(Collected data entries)
PR #131, opened 2015-07-20
TAUR-1319 ensure the correct version of mock gets installed for Taurus

jcasner:
@oxtopus please review

### DIFF
--- a/nta.utils/requirements.txt
+++ b/nta.utils/requirements.txt
@@ -1,7 +1,9 @@
 boto==2.38.0
 mysql-python==1.2.5
-mock
 -e https://github.com/vitaly-krugl/haigha/tarball/temp-numenta#egg=haigha-0.7.4rc100
 pytz==2015.2
 sqlalchemy==0.9.4
+
+# required by tests
+mock==1.0.1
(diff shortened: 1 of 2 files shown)


oxtopus:
:+1: however, we need to do the same to `nta.utils` for consistency.

jcasner:
@oxtopus made the relevant change to nta.utils.  Good catch!

nta.utils/requirements.txt
```diff
@@ -1,7 +1,9 @@
 boto==2.38.0
 mysql-python==1.2.5
-mock
 -e https://github.com/vitaly-krugl/haigha/tarball/temp-numenta#egg=haigha-0.7.4rc100
 pytz==2015.2
 sqlalchemy==0.9.4
+
+# required by tests
+mock==1.0.1
 unittest2==0.5.1
```
vitaly-krugl: Not related to this PR, but we should get rid of `unittest2` references from `numenta-apps`, because `numenta-apps` is a python 2.7.x project, and the builtin `unittest` in python 2.7.x has the necessary features. `unittest2` was needed for python 2.6.x.

PR #133, opened 2015-07-20
TAUR-1313 move result quality test

jaredweiss:
Moved `result_quality_test.py` from `grok/tests/py/integration/app/` to `htmengine/tests/integration`. 

Also changed the test to use sqlalchemy queries when verifying anomaly results as opposed to API calls. htmengine itself doesn't have a defined web api so it made sense to simply use only functionality built into the htmengine.


oxtopus:
:+1:

PR #134, opened 2015-07-20
Declare model results exchange as the more flexible topic exchange

oxtopus:
This also adds a new CLI option "--migrate" to htmengine.runtime.anomaly_service so that this, and other future migrations may be applied by calling `python -m htmengine.runtime.anomaly_service --migrate`.

Not tied to any specific issue, but this is in response to working on https://github.com/nupic-community/skeleton-htmengine-app in which I wanted to demonstrate how to synchronously receive results for a specific model, which is not possible with a fanout exchange.  This change is also anticipatory for potential future requirements in a distributed systems setting.

cc @vitaly-krugl

### DIFF
--- a/grok/grok/app/runtime/notification_service.py
+++ b/grok/grok/app/runtime/notification_service.py
@@ -153,7 +153,7 @@ class NotificationService(object):
   """ Notification Service to monitor model inference results and trigger
       notifications where appropriate.
 
-      Binds a "notifications" queue to the model results fanout exchange
+      Binds a "notifications" queue to the model results topic exchange
       defined in the ``results_exchange_name`` configuration directive of the
       ``metric_streamer`` configuration section.
   """
@@ -382,13 +382,13 @@ class NotificationService(object):
         # make sure the queue and exchanges exists and the queue is bound
         amqpClient.declareExchange(self._modelResultsExchange,
                                    durable=True,
-                                   exchangeType="fanout")
+                                   exchangeType="topic")
 
         result = amqpClient.declareQueue("notifications", durable=True)
 
         amqpClient.bindQueue(queue=result.queue,
                              exchange=self._modelResultsExchange,
-                             routingKey="")
+                             routingKey="#")
 
         # Start consuming messages
         consumer = amqpClient.createConsumer(result.queue)
--- a/htmengine/htmengine/runtime/anomaly_service.py
+++ b/htmengine/htmengine/runtime/anomaly_service.py
@@ -23,7 +23,6 @@
 import itertools
 import json
 import logging
-from collections import namedtuple
 import math
 from optparse import OptionParser
 import os
@@ -83,6 +82,17 @@ def _getLogger():
 
 
 g_log = _getLogger()
+
+
+
+def _migrateResultsExchangeFromFanoutToTopic(modelResultsExchange):
+  # Results exchange was previously a fanout exchange, delete it so that it may
+  # be re-declared later as a topic exchange
+  with amqp.synchronous_amqp_client.SynchronousAmqpClient(
+      amqp.connection.getRabbitmqConnectionParameters()) as amqpClient:
+    g_log.info("Deleting {} exchange.".format(modelResultsExchange))
+    amqpClient.deleteExchange(modelResultsExchange, ifUnused=False)
+    g_log.info("{} exchange deleted.".format(modelResultsExchange))
 
 
 
@@ -169,7 +179,7 @@ class AnomalyService(object):
   configuration directive from the ``metric_streamer`` section of
   ``config``.
 
-  Other services may be subscribed to the model results fanout exchange for
+  Other services may be subscribed to the model results topic exchange for
   subsequent (and parallel) processing.  For example,
   ``htmengine.runtime.notification_service.NotificationService`` is one example
   of a use-case for that exchange.  Consumers must deserialize inbound messages
@@ -191,6 +201,12 @@ class AnomalyService(object):
       config.getint("anomaly_likelihood", "statistics_sample_size"))
 
     self.likelihoodHelper = AnomalyLikelihoodHelper(self._log, config)
+
+
+  def _migrate(self):
+    """ Migrations go here.
+    """
+    _migrateResultsExchangeFromFanoutToTopic(self._modelResultsExchange)
 
 
   def _processModelCommandResult(self, metricID, result):
@@ -648,7 +664,7 @@ class AnomalyService(object):
     with amqp.synchronous_amqp_client.SynchronousAmqpClient(
         amqp.connection.getRabbitmqConnectionParameters()) as amqpClient:
       amqpClient.declareExchange(self._modelResultsExchange,
-                                 exchangeType="fanout",
+                                 exchangeType="topic",
                                  durable=True)
 
     with ModelSwapperInterface() as modelSwapper, MessageBusConnector() as bus:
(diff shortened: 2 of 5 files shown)


grok/grok/app/runtime/notification_service.py
```diff
@@ -382,13 +382,13 @@ def configChannel(amqpClient):
         # make sure the queue and exchanges exists and the queue is bound
         amqpClient.declareExchange(self._modelResultsExchange,
                                    durable=True,
-                                   exchangeType="fanout")
+                                   exchangeType="topic")
```
vitaly-krugl: I agree: a "topic" or "direct" exchange makes more sense than "fanout" for our use case.

htmengine/htmengine/runtime/anomaly_service.py
```diff
@@ -193,6 +203,12 @@ def __init__(self):
     self.likelihoodHelper = AnomalyLikelihoodHelper(self._log, config)
 
 
+  def _migrate(self):
+    """ Migrations go here.
```
vitaly-krugl: The docstring comment and function name are not clear about what would be migrated.

htmengine/htmengine/runtime/anomaly_service.py
```diff
@@ -742,15 +758,30 @@ def main(args):
 
   parser = OptionParser(helpString)
 
-  (_options, args) = parser.parse_args(args)
+  parser.add_option("--migrate",
```
vitaly-krugl: Would `--migrate-amqp` be a better, less ambiguous,  name for this option?

htmengine/htmengine/runtime/anomaly_service.py
```diff
@@ -193,6 +203,12 @@ def __init__(self):
     self.likelihoodHelper = AnomalyLikelihoodHelper(self._log, config)
 
 
+  def _migrate(self):
+    """ Migrations go here.
+    """
+    _migrateResultsExchangeFromFanoutToTopic(self._modelResultsExchange)
```
vitaly-krugl: Since `_migrateResultsExchangeFromFanoutToTopic` is an instance member function and its name is specific to the "model results" exchange, there is no need to pass `self._modelResultsExchange` to it.

htmengine/htmengine/runtime/anomaly_service.py
```diff
@@ -673,7 +689,7 @@ def run(self):
                 else:
                   bus.publishExg(
                     exchange=self._modelResultsExchange,
-                    routingKey="",
+                    routingKey="modelID.{}".format(batch.modelID),
```
vitaly-krugl: Anomaly service presently publishes two types of data to this exchange: model command results (here) and model inference results. 

Here are a few notables:
1. The call that publishes model inference results has not been updated with an explicit routing key. Is this intentional?
2. If this routing key is intended to distinguish model command results from other data published on this exchanged, then it should contain some substring linking it to "model command result". This way, a service that is only interested in model command results could use a topic binding pattern to get only those messages.
3. What is the anticipated use of model ID in `"modelID.{}".format(batch.modelID)`?

grok/grok/app/runtime/notification_service.py
```diff
@@ -382,13 +382,13 @@ def configChannel(amqpClient):
...
 
         result = amqpClient.declareQueue("notifications", durable=True)
 
         amqpClient.bindQueue(queue=result.queue,
                              exchange=self._modelResultsExchange,
-                             routingKey="")
+                             routingKey="#")
```
vitaly-krugl: Since we now use a topic exchange, we could do better than `"#"` here in order to get exactly what notification service needs. In particular, it cares only about inference results. Once the routing key is fixed to select just the inference results, we could get rid of this snippet from notification service:

```
    if message.properties.headers and "dataType" in message.properties.headers:
      # Not a model inference result
      return
```

vitaly-krugl:
@oxtopus: I reviewed this PR and created feedback for you.

htmengine/htmengine/runtime/anomaly_service.py
oxtopus: `_migrateResultsExchangeFromFanoutToTopic()` is not an instance member function.  It is at module level.

htmengine/htmengine/runtime/anomaly_service.py
oxtopus: I figured the class would have a generic `_migrate()` entry point which would call out to the specific migrations.  Hence, the docstrings of the individual migrations are more descriptive (see` _migrateResultsExchangeFromFanoutToTopic()`).

vitaly-krugl: I meant that it's not clear that it's related to AMQP

htmengine/htmengine/runtime/anomaly_service.py
vitaly-krugl: Oh, you're right about _migrateResultsExchangeFromFanoutToTopic.

htmengine/htmengine/runtime/anomaly_service.py
oxtopus: > The call that publishes model inference results has not been updated with an explicit routing key. Is this intentional?
> If this routing key is intended to distinguish model command results from other data published on this exchanged, then it should contain some substring linking it to "model command result". This way, a service that is only interested in model command results could use a topic binding pattern to get only those messages.

Nope.  My mistake.  I missed the separation between the two.  How about prefixing the model command results with "modelCommandResult." and the model inference results with "modelInferenceResult"?

> What is the anticipated use of model ID in "modelID.{}".format(batch.modelID)?

The impetus for this was that in creating https://github.com/nupic-community/skeleton-htmengine-app I saw the need for a use-case for a single process to handle the full cycle for one, or more _specific_ models.  With the current fanout scheme it's not possible as you have to subscribe to everything and drop what you don't need.  By using a topic exchange and routing keys, it's possible to bind a queue to the results exchange by a routing key that matches only that model, ignoring everything else.  In Taurus and Grok, for now, we're ignoring this feature and binding to the '#' wildcard to preserve existing functionality.

htmengine/htmengine/runtime/anomaly_service.py
oxtopus: I think `--migrate` is sufficient.

htmengine/htmengine/runtime/anomaly_service.py
oxtopus: It doesn't need to be exclusive to AMQP in the long term.  In practice, this function calls another function that is specific to amqp, but I don't think it's relevant to the higher-level interface.

grok/grok/app/runtime/notification_service.py
oxtopus: Good point.  Thanks!

htmengine/htmengine/runtime/anomaly_service.py
vitaly-krugl: "modelCommandResult" and "modelInferenceResult" or something shorter would work.

vitaly-krugl: > The impetus for this was that in creating .. handle the full cycle for one, or more specific models
Makes sense

jcasner:
@oxtopus @vitaly-krugl can we get this one cleaned up and / or closed out please?

jcasner:
@oxtopus @vitaly-krugl I'm going to close this stale PR. We can revive it later as and when it makes sense.

oxtopus:
No problem.  I'm also considering creating an exchange-exchange binding for my use-case, which would be non-intrusive.

Ultimately, a change like this is the right way to go, but not a priority at the moment.

PR #136, opened 2015-07-21
TAUR-1245: Make sure to apply log scale matching the UI behavior before firing notification

lscheinkman:
@jcasner Please review


jcasner:
:+1:

PR #137, opened 2015-07-21
TAUR-1314 remove application dependencies result quality test

jaredweiss:
Pending merging of #133 

Removes dependencies `result_quality_test.py` has on grok or taurus running and provides a method for running integration tests in htmengine.


jaredweiss:
@scottpurdy @oxtopus or @vitaly-krugl please review this if you have a chance.

scottpurdy:
Looks fine to me if tests all still pass

oxtopus:
I'm hesitant to intermangle these new configuration files like this, so as to not confuse the roles between htmengine (framework) and application.

htmengine/conf/supervisord.conf
```diff
@@ -0,0 +1,36 @@
...
+; variables can be expanded using this syntax: "%(ENV_HOME)s".
+
+[unix_http_server]
+file=%(here)s/../htmengine-supervisor.sock   ; (the path to the socket file)
+
+[inet_http_server]
+port=127.0.0.1:9001
+
+[supervisord]
+environment=APPLICATION_CONFIG_PATH=/Users/jweiss/nta/applications/htmengine/conf
```
oxtopus: `/Users/jweiss`...

vitaly-krugl:
I didn't dive into this deeply, but HTM Engine does need to maintain functional "templates" for configuration. Following initial extraction of HTM Engine from Grok, we had Grok and Taurus configuration files that included HTM Engine settings as well as their own, and there was nothing in place to delineate what's required by HTM Engine.

jaredweiss:
@oxtopus @vitaly-krugl 
The scope of this task was to make it so the HTMEngine integration tests can be run without having Grok or Taurus running (see TAUR-1314). What would our other options be for having the result_quality_test be runnable without having Grok/Taurus running other than having a standalone HTMEngine application? Or is this task's description not accurate anymore?

oxtopus:
Add the requisite application implementation somewhere obvious for it to be part of the test, say, `htmengine/tests/integration/support`, or `htmengine/result-quality-test-application`

vitaly-krugl:
HTM Engine needs to be able to stand up on its own to support any HTM Engine integration tests, not just result-quality-test. I recommend not tying its name to result-quality-test. This would also server as an example of how to stand up HTM Engine components in general.

oxtopus:
I disagree with the overall sentiment that all integration tests should be able to run independent of an installed application.  It defeats the purpose of an integration test, IMHO.  The result quality test is something of a special case, however, and may better be classified differently.

vitaly-krugl:
@oxtopus, HTM Engine is a component that includes a set of services that need to be fully tested through both integration and unit tests on their own. It should not rely on being embedded in Taurus or Grok or any other specific product in order to test it. Any app considering or choosing to embed HTM Engine should have the full confidence that HTM Engine is reliable and passes its own integration and unit tests, without side-effects of and dependencies on other specific applications.

Tests that verify live functionality of HTM Engine's components on their own as well as the integration between them (Metric listener, storer, scheduler and anomaly service) are integration tests.

oxtopus:
htmengine is not a _standalone_ component.  I agree that there should be a reasonable expectation that htmengine has a batteries-included approach to testing, but there's no point in bundling an arbitrary app for integration testing purposes if that app is not representative of the application in which htmengine is intended to be used, requiring the end user to duplicate the integration tests to verify that everything does indeed work together.

scottpurdy:
@vitaly-krugl @oxtopus - Sounds like everyone is on the same page - we should have tests for `htmengine` to validate its functionality but app-specific tests for Taurus, etc. belong in the corresponding project.

I think result_quality_test makes sense in `htmengine` because it is validating that we don't have result quality regressions on `htmengine`-like models. It is too specific for `nupic` and too general for `taurus` or `grok`. In other words, it applies to all users of HTM Engine but not all users of NuPIC.

I don't think that conflicts with what either of you are saying but please follow up if it does.

vitaly-krugl:
@scottpurdy: makes sense.

jaredweiss:
@vitaly-krugl @oxtopus @scottpurdy 

Please review again

htmengine/README.md
```diff
@@ -97,3 +97,36 @@ example:
     [include]
     files = ../../htmengine/conf/supervisord-base.conf
 
+Running HTMEngine Integration Tests
+-----------------------------------
+
+The HTM engine has a basic skeleton application exclusively for running tests.
+To run the tests, you must have MySQL, RabbitMQ, and Supervisor running.
+
+Make sure that `APPLICATION_CONFIG_PATH` is set to point to tests/
```
vitaly-krugl: "is set to point to tests/" doesn't match the location of the conf folder

htmengine/README.md
```diff
@@ -97,3 +97,36 @@ example:
...
+For example:
+```export APPLICATION_CONFIG_PATH=/Users/{name}/nta/numenta-apps/htmengine/tests/support/skeleton-app/conf```
+(alternatively you can use the `APPLICATION_CONFIG_PATH` from an app based off
+of the HTMEngine, just be careful to not reset an existing MySQL database)
+
+With MySQL already started start/restart RabbitMQ:
+`rabbitmq-server -detached`
+
+And if you have an old copy of any of the numenta apps, run:
```
vitaly-krugl: Would be good to say what this will do and why it might help

htmengine/README.md
```diff
@@ -97,3 +97,36 @@ example:
...
+Setup the htmengine MySQL database:
+(don't do this if you're testing on Grok, Taurus, or another HTMEngine application)
+`./tests/integration/skeleton-app/reset_db.py`
+
+Start `supervisord`:
+```supervisord -c tests/support/skeleton-app/conf/supervisord.conf```
+*NOTE: Be sure to run `mkdir logs` within the `skeleton-app` directory so
+supervisor has a place to store its logs*
+
+Run the integration tests (currently only `result_quality_test.py`):
```
vitaly-krugl: The sentence would suffice sans 

> (currently only `result_quality_test.py`)

htmengine/tests/integration/result_quality_test.py
```diff
@@ -115,18 +114,19 @@ def deleteAmqpQueue(queue):
...
-          amqpClient):
+        amqpClient):
       amqpClient.declareQueue(self.resultsQueueName)
       self.addCleanup(deleteAmqpQueue, self.resultsQueueName)
 
       amqpClient.bindQueue(
-        queue=self.resultsQueueName,
-        exchange=self.config.get("metric_streamer", "results_exchange_name"),
-        routingKey="")
+          queue=self.resultsQueueName,
```
vitaly-krugl: Why did this need to change to 4-space indent? It should be just 1 level of 2-space indent. Same problem in many other statements here.

htmengine/README.md
```diff
@@ -97,3 +97,36 @@ example:
...
+`py.test tests/integration/result_quality_test.py`
```
vitaly-krugl: Make it more generic as `py.test tests/integration`

htmengine/tests/integration/result_quality_test.py
```diff
@@ -102,7 +102,6 @@ def setUp(self):
```
vitaly-krugl: @oxtopus's changes in PR #134 will need to be reconciled with these changes.

htmengine/tests/support/skeleton-app/conf/application.conf
```diff
@@ -0,0 +1,39 @@
...
+passwd =
+port = 3306
+
+[metric_streamer]
+# Exchange to push model results
+results_exchange_name = htmengine.model.results
+# Max records per batch to stream to model
+chunk_size = 1440
+
+[metric_collector]
```
vitaly-krugl: `metric_collector` is specific to Grok (AWS Cloudwatch metrics), so need to remove this section.

htmengine/tests/support/skeleton-app/conf/application.conf
```diff
@@ -0,0 +1,39 @@
...
+
+[anomaly_likelihood]
+# Minimal sample size for statistic calculation
+statistics_min_sample_size=100
+# How often to refresh the anomaly statistics in rows
+# We refresh once every two hours (ideally we would do this every record)
+statistics_refresh_rate=24
+# Sample size to be used for the statistic calculation
+# We keep a max of one month of history (assumes 5 min metric period)
+statistics_sample_size=8640
```
vitaly-krugl: The new .conf files should probably end with a newline char

htmengine/tests/support/skeleton-app/conf/supervisord.conf
```diff
@@ -0,0 +1,36 @@
...
+
+[rpcinterface:supervisor]
+supervisor.rpcinterface_factory = supervisor.rpcinterface:make_main_rpcinterface
+
+[supervisorctl]
+serverurl=http://:
+
+
+[include]
+files = supervisord-base.conf
```
vitaly-krugl: Isn't `supervisord-base.conf` in `... htmengine/conf`? Would supervisor be able to find this file on its own?

htmengine/README.md
vitaly-krugl: Actually, it's not clear to me why this would help at all. The htmengine skeleton application conf file uses different exchange and queue name prefixes than our other apps, so there shouldn't be any conflict that necessitates resetting rabbitmq, right?

vitaly-krugl:
I am done with this round of code review. @jaredweiss will need to test this change with HTM Engine running standalone (without grok or taurus), debug, address existing review feedback, and resubmit for review.

htmengine/README.md
jaredweiss: The tests set up their own queue's but use the exchanges defined by the skeleton app's config. I guess since both should only be used in testing, those instructions aren't actually necessary.

htmengine/tests/integration/result_quality_test.py
jaredweiss: Pylint says that this is the proper indentation level and complains on 2-space indent. It's to differentiate between a continuation of the previous line (via the open `(`) and something like the inner part of a `while` or `if` statement. 

I verified this with @scottpurdy earlier this summer.

jaredweiss: @scottpurdy Actually my version of pylint is newer and is doing things not in our coding convention. Need to talk w/ you and @vitaly-krugl tomorrow about this

shantanoo: @jaredweiss I think issue is not with `pylint`. You need to use the `pytlintrc` from the repository. Can you try following command.

 `pylint --rcfile _path_to_numeta-apps_repo_/pylintrc _py_file_name_`

jaredweiss: @shantanoo 
@vitaly-krugl and I took a look at this and found out that my version of pylint was actually checking for indentation that his wasn't. We actually need to update the pylintrc to reflect the coding style we use.

oxtopus:
:goat::dash: 

:+1::exclamation:

PR #138, opened 2015-07-21
Updated synchronous_amqp_client_test to assert RabbitMQ has keys in responses

jaredweiss:
Makes sure that tests won't fail if responses from RabbitMQ don't have the proper keys in their responses. Since these tests are wrapped with the `_RETRY_ON_ASSERTION_ERROR` decorator, they will now retry rather than failing. 

@oxtopus Please review


oxtopus:
:+1: thanks!

PR #143, opened 2015-07-22
Hotfix/taur 1272 update rabbitmq server version to ensure version 3.5.3 gets installed

shantanoo:


infrastructure/saltcellar/rabbitmq/init.sls
```diff
@@ -38,11 +38,29 @@
     - group: root
     - mode: 0755
 
+# TODO: Find out a way to remove 'humanname' key
```
jcasner: Why do you want to remove the `humanname` key? According to the [Salt docs](http://docs.saltstack.com/en/latest/ref/states/all/salt.states.pkgrepo.html#salt.states.pkgrepo.managed), the field is required on yum based systems, like Centos.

**WHAT YOU HAVE TO DO**
Once the line with "fanout exchange for" is found in the records above, print exactly that line and every line after it through the line with "subsequent (and parallel)".

**TASK RESULT**
-  Other services may be subscribed to the model results fanout exchange for
+  Other services may be subscribed to the model results topic exchange for
   subsequent (and parallel) processing.  For example,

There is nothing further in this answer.